**Work required**
Word for word, restate each entry that appears below.

(Collected data entries)

PR #507, opened 2019-11-01
Feature/#133 pay from settle page with form

LeoMouyna:


LeoMouyna:
@almet I gonna need some help for this build failure :ambulance:.
I have no idea how to make it pass.

almet:
Fixing it should be as easy as running ```black --target-version=py34``` :-)

ihatemoney/forms.py
```diff
@@ -31,14 +31,14 @@ def strip_filter(string):
         return string
 
 
-def get_billform_for(project, set_default=True, **kwargs):
+def get_billform_for(project, set_default=True, bill_type=BillTypes.loan.value, **kwargs):
```
almet: You probably just don't need to add bill_type here, let it go trough the kwargs, and set up a default value in the Form's ``__init__`` method.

**Your response**
PR #507, opened 2019-11-01
Feature/#133 pay from settle page with form

LeoMouyna:


LeoMouyna:
@almet I gonna need some help for this build failure :ambulance:.
I have no idea how to make it pass.

almet:
Fixing it should be as easy as running ```black --target-version=py34``` :-)

ihatemoney/forms.py
```diff
@@ -31,14 +31,14 @@ def strip_filter(string):
         return string
 
 
-def get_billform_for(project, set_default=True, **kwargs):
+def get_billform_for(project, set_default=True, bill_type=BillTypes.loan.value, **kwargs):
```
almet: You probably just don't need to add bill_type here, let it go trough the kwargs, and set up a default value in the Form's ``__init__`` method.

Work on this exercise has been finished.